- Battle of Goteik Gorge (1768) ဂုတ်ထိပ်တိုက်ပွဲ: Part of Sino–Burmese War (1765–1769)
| Date | Late December 1767 or early January 1768 |
| Location | Goteik Gorge, Hsipaw (modern-day Shan State) |
| Result | Qing victory |

Belligerents
- Qing Empire: Konbaung Dynasty

Commanders and leaders
- Mingrui: Maha Sithu

Units involved
- Eight Banners Army Green Standard Army Mongolian troops Tai militias: Royal Burmese Army

Strength
- ~15,000: ~7,000–8,000

Casualties and losses
- Unknown: Unknown

= Battle of Goteik Gorge =

Battle in the Sino-Burmese War, 1765-1769

The Battle of Goteik Gorge (ဂုတ်ထိပ်တိုက်ပွဲ /my/) took place during the Sino–Burmese War (1765–1769) fought between the Konbaung Dynasty of Burma (Myanmar) and the Qing Dynasty of China in late December 1767 or early January 1768. It was the first major battle in the third invasion by the Chinese who had previously unsuccessfully invaded Burma in 1765 and 1766. The Chinese victory cleared the way for the main Chinese army to Ava, the Burmese capital.

==Battle plans==
The Chinese had planned a two-pronged invasion.

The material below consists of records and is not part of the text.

PR #2559, opened 2023-07-03
Updated the file to add Attributes functionality to App Studio in-app help file

gtrivedi88:
**JIRA:** [HACDOCS-461](https://issues.redhat.com/browse/HACDOCS-461)

### DIFF
--- a/src/components/RootApp/RootApp.tsx
+++ b/src/components/RootApp/RootApp.tsx
@@ -124,6 +124,21 @@ const RootApp = memo((props: RootAppProps) => {
           </Suspense>
           <ChromeProvider bundle={bundleTitle}>
             <QuickStartContainer {...quickStartProps}>
+              const drawerProps: QuickStartContainerProps = {
+                markdown: {
+                    extensions: [
+                      // Variable substitution example
+                      // This replaces the strings [PROJECT_NAME]
+                      {
+                        type: 'output',
+                        filter: function(html: string) {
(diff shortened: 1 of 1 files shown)


Hyperkid123:
@gtrivedi88 I like the idea. I think we also want some way to narrow down if we want to use these. And possibly have the parser defined in a more distributed way. So modules/topics can define them on their own.

I am good with this as a first pass, but I'd like to explore these two points:

1. Add the replace regular expressions to the help topic YAML file.
2. Have the original topic source as a second argument within the markdown extension filter function and let the runtime code pull out the regular expressions from the helptopic source.

I think with these, we can provide solid formatting options and avoid potential conflicts between different help topic definitions and UI modules.

src/components/RootApp/RootApp.tsx
```diff
@@ -124,6 +124,22 @@ const RootApp = memo((props: RootAppProps) => {
...
             <QuickStartContainer {...quickStartProps}>
+              const drawerProps: QuickStartContainerProps = {
+                markdown: {
+                    extensions: [
+                      // Variable substitution example
+                      // This replaces the strings [PROJECT_NAME]
+                      {
+                        type: 'output',
+                        filter: function(html: string) {
+                          html = html.replace(/\[PRODUCT_NAME\]/g, 'App Studio');
```
dlabaj, line 135: html.replace(/\[(.+)]{{(product_name) ([\w-]+)}}/g, ...) over here.  Let's see what we need to get the product_name from the backend in your other PR.  https://github.com/gtrivedi88/quickstarts/pull/1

The main Chinese army, led by Mingrui, a son-in-law of the Qianlong Emperor, was to approach Ava through Hsenwi, Lashio and Hsipaw, and down the Namtu river. (The main invasion route was the same route followed by the Manchu forces a century earlier, chasing Yongli Emperor of Ming Dynasty.) The second army, led by Gen. E'erdeng'e, was to try the Bhamo route again. The ultimate objective was for both armies to clamp themselves in a pincer action on the Burmese capital of Ava. The Burmese plan was to hold the second Chinese army in the north at Kaungton with the army led by Ne Myo Sithu, and meet the main Chinese army in the northeast with two armies led by Maha Sithu and Maha Thiha Thura.

== Prelude ==
The third invasion began in November 1767 as the smaller Chinese army attacked and occupied Bhamo. Within eight days, Mingrui's main army occupied the Shan states of Hsenwi and Hsipaw. Mingrui made Hsenwi a supply base, and assigned 5000 troops to remain at Hsenwi and guard the rear. He also assigned another 15,000 to guard the supply lines between the vanguard of the army and Hsenwi. He then led a 15,000-strong army in the direction of Ava. The Burmese main army led by Maha Sithu left Ava to meet the main Chinese army about mid-December 1767.

== Battle ==
In late December or early January, at the Goteik Gorge (south of Hsipaw), the two main armies faced off and the first major battle of the third invasion ensued. The Burmese army was outnumbered by two to one, and was thoroughly routed by Mingrui's Bannermen. According to the Royal Chronicles, Mingrui's men tricked Maha Sithu's vanguard into attacking them and then flanked them. Maha Sithu ordered a cavalry charge to breakthrough and while the Burmese riders managed to break the first Qing line, the Bannermen reformed and trapped the Burmese cavalrymen, killing or capturing most of them. Maha Sithu then fell back to down the line of the Myitnge river. The news of the disaster at Goteik reached Ava. Hsinbyushin finally realized the gravity of the situation, and urgently recalled his remaining garrison forces from Siam.